** Opening RECORDS FOR THE TASK block **

PR #140, opened 2016-03-07
Removed dependency on Reflection.Emit

lee-orr:
I removed Reflection.Emit and replaced it with lambdas, to enable compilation & use in unity for webgl. Should also allow Unity & Xamarin iOS (untested)

### DIFF
--- a/LiteDB/Serializer/Mapper/Reflection.cs
+++ b/LiteDB/Serializer/Mapper/Reflection.cs
@@ -2,7 +2,6 @@
 using System.Collections.Generic;
 using System.Linq;
 using System.Reflection;
-using System.Reflection.Emit;
 
 namespace LiteDB
 {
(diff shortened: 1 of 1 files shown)


mbdavid:
Hi @lee-orr, nice job. Did you test performance about this? I use Emit because it's fast but require full .NET. I thinking in use compile condition to create 2 version: Full .NET and PCL.

lee-orr:
I haven't had a chance to test performance. It seemed to respond well for my use case, but it's a very limited case.

negue:
Is it possible to extract the Reflection.Emit calls (with an Interface) so that we could enable the use in the full .Net and all others could use the lambda version?

gentledepp:
I think negues idea is very good - if doable.
The reason being that Reflection.Emit is surely much faster, but on the other hand, you cannot use it on platforms such as Xamarin.Android and Xamarin.iOS

ToniMontana:
I have tested this commit on Xamarin.iOS and successfully tested LiteDB in a Xamarin.iOS application. It seems to work. A compile flag to be able to build for different platforms would be very useful.

mbdavid:
There is a new version in master branch that supports Xamarin.iOS. Can someonde test (I have no Xamarin skill)?

negue:
Can be closed now. :)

** Closing RECORDS FOR THE TASK block **

In the entries, find the line containing "I have tested" and output it and all remaining lines exactly.

I have tested this commit on Xamarin.iOS and successfully tested LiteDB in a Xamarin.iOS application. It seems to work. A compile flag to be able to build for different platforms would be very useful.

mbdavid:
There is a new version in master branch that supports Xamarin.iOS. Can someonde test (I have no Xamarin skill)?

negue:
Can be closed now. :)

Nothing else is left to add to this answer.